As described above, dnode_sync_free_range manages freeing ranges of L0 blocks in a dnode. It is called on one range at a time by dnode_sync as it iterates over a dnodes dn_ranges field.
In the most common case, dnode_sync_free_range operates by following the basic steps below:
- Given that we are currently at the root of the dnode and that we know how many levels the dnode has, calculate the range (start, end) of blocks in the dnode which completely cover the L0 blocks we have been asked to free.
- Iterate through the block pointers stored in the dnode:
- For each block pointer we encounter, bring the indirect block if points to into memory (via dbuf_hold_impl).
- Call free_children on that indirect block, passing along the range of L0 blocks we've been asked to free.
- If we've also been asked to free indirect nodes, free the current indirect node after processing of its children has completed.
free_children takes an indirect block (L1, L2, ...) in a dnode and a range of L0 blocks to be freed. At a high-level, it handles two cases. If the indirect block passed in is an L1 indirect, that means the block pointers contained point directly to data blocks, some or all of which we wish to free. If the indirect block passed in is higher than an L1, then we need to recursively process the next level of indirect blocks instead, while avoiding traversal of unnecessary blocks.
The first case, an L1 indirect block, is handled by a call to free_blocks which is directly passed an offset in to the in-memory copy of the current indirect block and the number of blocks to be freed beyond that. free_blocks iterates over the specified block pointers in the indirect block and frees each of them using a call to dsl_dataset_block_kill. Discussing exactly how that is done is beyond the scope of this article, but it handles special cases for whether this block can have any other references to it (i.e. if it was born since the last snapshot on its enclosing dataset) and either frees it by running it through the appropriate ZIO pipeline or placing it in a list of blocks awaiting de-allocation.

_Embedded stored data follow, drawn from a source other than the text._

PR #3293, opened 2024-03-18
Fix ``process_log`` for ``HexStr`` inputs

reedsa:
### What was wrong?

Related to Issue #3286 

Realized the topics and data values had not been explicitly converted to bytes. The initial fix I made was to convert the log topics to a `HexStr` but since bytes are needed later on, it made sense to just ensure everything is coerced to bytes before handling them.

### How was it fixed?

Explicit type coercion of entry ``topics`` and ``data`` values.

### Todo:

#### Cute Animal Picture

Screen Shot 2024-03-18 at 12 24 54 PM

### DIFF
--- a/web3/_utils/events.py
+++ b/web3/_utils/events.py
@@ -29,6 +29,7 @@ from eth_abi.codec import (
 from eth_typing import (
     ChecksumAddress,
     HexStr,
+    Primitives,
     TypeStr,
 )
 from eth_utils import (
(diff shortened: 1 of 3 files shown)


web3/_utils/events.py
```diff
@@ -102,6 +99,13 @@
     )
 
 
+@curry
```
fselmo: nit: There's probably no need to curry this, right? Doesn't seem like this method is being used in that context.

fselmo (approved):
Just one nit which adds a bit of unnecessary overhead, wrapping with `@curry` where we don't need to. Looks good otherwise 👍🏼

pacrob (approved):
Agree with the `@curry` nit, otherwise lgtm!

pacrob (approved):
lgtm!

PR #3295, opened 2024-03-19
bump to hexbytes>=1.2.0

pacrob:
### What was wrong?

Hexbytes had breaking changes at v1.0.0, and small improvements since. web3 v6 is pinned to <0.4.0.

### How was it fixed?

Move lower hexbytes pin to >=1.2.0

### Todo:

#### Cute Animal Picture

image


pacrob:
will handle in #3298

PR #3297, opened 2024-03-20
change linting to use pre-commit 

pacrob:
### What was wrong?

`pre-commit` is totally rad and we should use it for web3 v7!

### How was it fixed?
Added pre-commit, removed previous linting setup, moved config to `pyproject.toml` where possible.

To aid in review, I've made one commit for each new lint tool. It's still a big pr but should be more manageable that way.

### Todo:

#### Cute Animal Picture

image


reedsa (approved):
Nice improvements! lgtm

web3/providers/rpc/async_rpc.py
```diff
@@ -56,7 +56,9 @@ def __init__(
         request_kwargs: Optional[Any] = None,
         exception_retry_configuration: Optional[
             ExceptionRetryConfiguration
-        ] = ExceptionRetryConfiguration(errors=(ClientError, TimeoutError)),
+        ] = ExceptionRetryConfiguration(  # noqa: B008
```
fselmo: Instead of this I think we should set it to `None` here and below we should use:

```py
        self.exception_retry_configuration = (
            exception_retry_configuration
            or ExceptionRetryConfiguration(errors=(ClientError, TimeoutError))
        )
```

web3/providers/rpc/rpc.py
```diff
@@ -63,7 +63,7 @@ def __init__(
         request_kwargs: Optional[Any] = None,
         session: Optional[Any] = None,
         exception_retry_configuration: Optional[ExceptionRetryConfiguration] = (
-            ExceptionRetryConfiguration(
+            ExceptionRetryConfiguration(  # noqa: B008
```
fselmo: Same thing as the `async_rpc.py` case here. This feels like a valid `B008` case. I think we should set it to `None` here and below:

```py
        self.exception_retry_configuration = (
            exception_retry_configuration
            or ExceptionRetryConfiguration(
                errors=(
                    ConnectionError,
                    requests.HTTPError,
                    requests.Timeout,
                )
            )
        )
```

ens/async_ens.py
```diff
@@ -1,3 +1,4 @@
+# flake8: noqa: B008
```
fselmo: I don't think we should ignore whole files like this unless we have good reason to. We can resolve the three specific issues by setting arguments to `None` and addressing them in the method with `if x is None: {{set the default value}}`.

This guarantees it's not just set once. Even if that's intended behavior, we should add `noqa: B008` to single lines and explain why they're there with a comment instead of whole files. That would make it easy to mask future errors since it's sneakily up at the top of the file.

Specifically, in this file, we can address:

- `provider` in `__init__()`
- `address` in `setup_address()`
- `new_owner` in `setup_owner()`.

ens/ens.py
```diff
@@ -1,3 +1,4 @@
+# flake8: noqa: B008
```
fselmo: See my comment on `async_ens.py` we should address the issues instead, set to `None`, etc...

ens/utils.py
```diff
@@ -1,3 +1,4 @@
+# flake8: noqa: B008
```
fselmo: We should address the issues here instead.

web3/main.py
```diff
@@ -198,14 +198,14 @@ def middleware_onion(self) -> MiddlewareOnion:
     def to_bytes(
         primitive: Primitives = None, hexstr: HexStr = None, text: str = None
     ) -> bytes:
-        return to_bytes(primitive, hexstr, text)
+        return cast(bytes, to_bytes(primitive, hexstr, text))
```
fselmo: These don't seem, and shouldn't be, necessary locally. If there's any issue here we should address it some other way. Casting everything that `to_bytes`, `to_int`, etc, returns will not be an ideal way to resolve things across the library.

However, taking these out does not give me lint issues locally... so not sure if they are needed in the first place?

ens/specs/nf.json
```diff
@@ -1 +1 @@
...
...0,194931,194932,194933,194934,194935,194936,194937,194938,194939,194940,194941,194942,194943,194944,194945,194946,194947,194948,194949,194950,194951,194952,194953,194954,194955,194956,194957,194958,194959,194960,194961,194962,194963,194964,194965,194966,194967,194968,194969,194970,194971,194972,194973,194974,194975,194976,194977,194978,194979,194980,194981,194982,194983,194984,194985,194986,194987,194988,194989,194990,194991,194992,194993,194994,194995,194996,194997,194998,194999,195000,195001,195002,195003,195004,195005,195006,195007,195008,195009,195010,195011,195012,195013,195014,195015,195016,195017,195018,195019,195020,195021,195022,195023,195024,195025,195026,195027,195028,195029,195030,195031,195032,195033,195034,195035,195036,195037,195038,195039,195040,195041,195042,195043,195044,195045,195046,195047,195048,195049,195050,195051,195052,195053,195054,195055,195056,195057,195058,195059,195060,195061,195062,195063,195064,195065,195066,195067,195068,195069,195070,195071,195072,195073,195074,195075,195076,195077,195078,195079,195080,195081,195082,195083,195084,195085,195086,195087,195088,195089,195090,195091,195092,195093,195094,195095,195096,195097,195098,195099,195100,195101]}
```
fselmo, line 1: Should we ignore spec files?

fselmo (commented):
Had a few comments. I don't think turning off `noqa B008` on whole files is ideal. Also, should we ignore large json spec files for ENS? I don't see a benefit in formatting those but could go either way. I don't see a specific json formatter in pre-commit, just yaml and toml.

According to the github merge check there's a conflict too that likely needs to be resolved before merging.

ens/specs/nf.json
pacrob: I looked at them. All it did was add a newline at the end, which is best practice, at least for Unix-based systems.

web3/providers/rpc/async_rpc.py
pacrob: I tried using that pattern and `mypy` did not approve. Or maybe tests started failing?  Maybe I got something out of order? Will take another look.

ens/async_ens.py
pacrob: I put those there instead of inline because I made a note "talk to Felipe about the B008 ignores". And then forgot about it.

web3/providers/rpc/async_rpc.py
fselmo: Ok lmk if you run into issues. It worked for me locally.

ens/specs/nf.json
fselmo: Sweet. That makes sense then.

web3/main.py
pacrob: I was attempting to fix `no-any-return` `mypy` errors and started by `cast`ing them before I realized that it was a much bigger problem. If you remove the cast and set `mypy` `warn_return_any = true`, it'll come up. Removing them now.

web3/providers/rpc/async_rpc.py
pacrob: Yeah, it passes lint, but for some reason doesn't configure correctly. Setting this and the sync one to your example gives me:

```
FAILED tests/core/providers/test_http_request_retry.py::test_check_without_retry_config - AssertionError: assert 5 == 1
FAILED tests/core/providers/test_http_request_retry.py::test_async_check_without_retry_config - AssertionError: assert 5 == 1
```

pacrob:
I've cleaned up per comments. All added `cast`s have been removed as unneeded due to setting `mypy`'s `warn_return_any = false`.

There are 4 remaining `B008` rule ignores. 2 are related to ENS. Fails these tests:
`tests/ens/test_setup*.py`

The other 2 are related to HTTP provider retry config. Removing them fails:
`tests/core/providers/test_http_request_retry.py`

I tried a few things to fix them but no dice. Let me know if you'd like to try to fix them here or open a new issue to deal with them separately.

web3/_utils/request.py
```diff
@@ -109,9 +109,9 @@ def get_response_from_post_request(
 
 
 def make_post_request(
-    endpoint_uri: URI, data: Union[bytes, Dict[str, Any]], *args: Any, **kwargs: Any
```
kclowes, line 112: Curious about this change, and what library fixed it. I don't think many people are using it, but is breaking if they are. We should highlight in v7 migration docs maybe?

web3/tools/benchmark/main.py
```diff
@@ -144,18 +144,20 @@ def main(logger: logging.Logger, num_calls: int) -> None:
...
-                    "async_exec": lambda: async_w3_http.eth.get_block(1),
+                    "exec": lambda w3_http=w3_http: w3_http.eth.get_block(1),
+                    "async_exec": lambda async_w3_http=async_w3_http: async_w3_http.eth.get_block(  # noqa: E501
+                        1
+                    ),
                 },
             ]
 
-            def benchmark(method: Dict[str, Any]) -> None:
+            def benchmark(method: Dict[str, Any], loop=loop) -> None:
```
kclowes: This seems like a strange addition. Do you know why we need it?

pyproject.toml
```diff
@@ -20,15 +20,15 @@ use_parentheses = true
 check_untyped_defs = true
 disallow_any_generics = true
 disallow_incomplete_defs = true
-disallow_subclassing_any = true
+disallow_subclassing_any = false
```
kclowes: Should/do we have an issue to track these couple changes from `true` to `false`?

CONTRIBUTING.md
```diff
@@ -1,7 +1,7 @@
 # Contributing
 
 Thanks for the interest! See the [contributor documentation][contribute]
-to get started, and reach out on [Discord][discord] if you get stuck.
+to get started, and reach out on [Discord] if you get stuck.
```
kclowes, line 4: I think we still need this. It's linking to the discord link below. Alternatively, we could inline the links.

docs/README-windows.md
kclowes, line 1: I think we can probably delete this file? I think it's maybe from the template or py-evm?

kclowes (commented):
That is a terrifying cute animal picture, lol. I think the typing changes will be breaking, so I _think_ that this can only go into v7. I may be thinking about that wrong though, so let me know if I am. Thanks for getting this done, it will be so nice to have precommit in web3 finally! The commits made it super easy(/manageable :) ) to review, thank you!

web3/_utils/request.py
fselmo: Is it breaking if it's inside `_utils`?

web3/tools/benchmark/main.py
pacrob: The error is:

`B023 Function definition does not bind loop variable 'loop'.`

It's because `loop` and the function are defined within a `for` loop, the `loop=loop` fastens the value of `loop` to the function each time it's created, rather than just the value of `loop` at the end of the `for`. Or something like that.

web3/_utils/request.py
pacrob: The error was having `*args` after a keyword argument - places it was called were passing `data` as a kwarg. And yeah, as it was in `_utils` and we had no usage of the `*args`, I removed it.

web3/providers/rpc/async_rpc.py
fselmo: Ah yeah, I'm glad we have that test in there. We want to turn this off by setting it to `None` so we probably want to use the `Empty()` class as the default here instead. You can check out how `ENS` is configured for `Web3` in `main.py`

web3/tools/benchmark/main.py
kclowes: Got it. Thanks for the clarification!

web3/_utils/request.py
kclowes: Ah, that makes sense. Yeah, not breaking if it's inside `_utils`

CONTRIBUTING.md
pacrob: It was removed by the `mdformat` tool - it looks like it creates the link if spelling is the same:

https://github.com/pacrob/web3.py/blob/add-pre-commit/CONTRIBUTING.md

kclowes: ooo, fancy!

docs/README-windows.md
pacrob: It's not from the template in any form I've seen it, nor in `py-evm`. Should I delete all 4 OS READMEs then?

kclowes: weird. TIL that we have os-specific READMEs. I guess we can leave it for consistency 🤷

pyproject.toml
pacrob: The `true` to `false` is from the template default. web3.py has never had an entry for that rule, and `mypy` defaults to `false`, so the errors appeared for the first time when merging the template. I figured to leave it so at least we know we are explicitly ignoring them. It's not too bad, though - only 8 errors. I could put `ignore` lines in for them and then turn it back on so we don't ignore any more in the future.

kclowes: I'm good leaving it as `false` then

kclowes (approved):
Looks good to me. Thanks for clearing up those comments! 🚀

pyproject.toml
pacrob: Meh, I tried it. Several errors were resolved by adding pydantic types to mypy checking. Several more will be resolved when `eth-abi` gets fully typed and we'll get an `unused ignore` warning. Seems good to have it on to avoid adding more.

fselmo (approved):
Looks good! This will be amazing to get in, ty.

The second case in free_children, where the indirect block we are processing is > L1, is handled by recursive calls to free_children for child indirect blocks. Like free_blocks, we iterate over the block pointers in the current indirect block which we know point to indirect blocks under which there are L0 data blocks to be freed, bring that sub-block into memory, and call free_children on it. In this manner, we will eventually recurse down to L1 indirect blocks which we can use free_blocks on.
As described earlier, dbuf_sync_list takes as input the complete list of dirty ranges for a dnode in a single transaction group and is responsible for flushing these changes out to disk. This list of dirty ranges is stored as objects of type dbuf_dirty_record_t in a list_t collection.
dbuf_sync_list iterates over the list and handles two common cases: syncing a leaf/L0/data block or syncing an indirect block. The leaf case is handled by dbuf_sync_leaf and the indirect case is handled by dbuf_sync_indirect.
Let's take a look at dbuf_sync_indirect first. dbuf_sync_indirect starts by ensuring the indirect block is in memory and performs some sanity checks. It then issues a write of the current indirect block through the DMU/ARC and makes a dbuf_sync_list call on another list of dbuf_dirty_record_t objects stored in the dirty record passed in to dbuf_sync_indirect. These are dirty records for the blocks that are children of the current indirect block.
On the other hand dbuf_sync_leaf performs two main operations in the most common case:
- If the in-memory buffer being flushed to disk is currently in use in open context, it creates a separate copy of the in-memory buffer to avoid collisions between the writes to disk reading from the buffer, and some active process writing to the buffer.
- Issues a write of the current buffer out to disk through the DMU/ARC.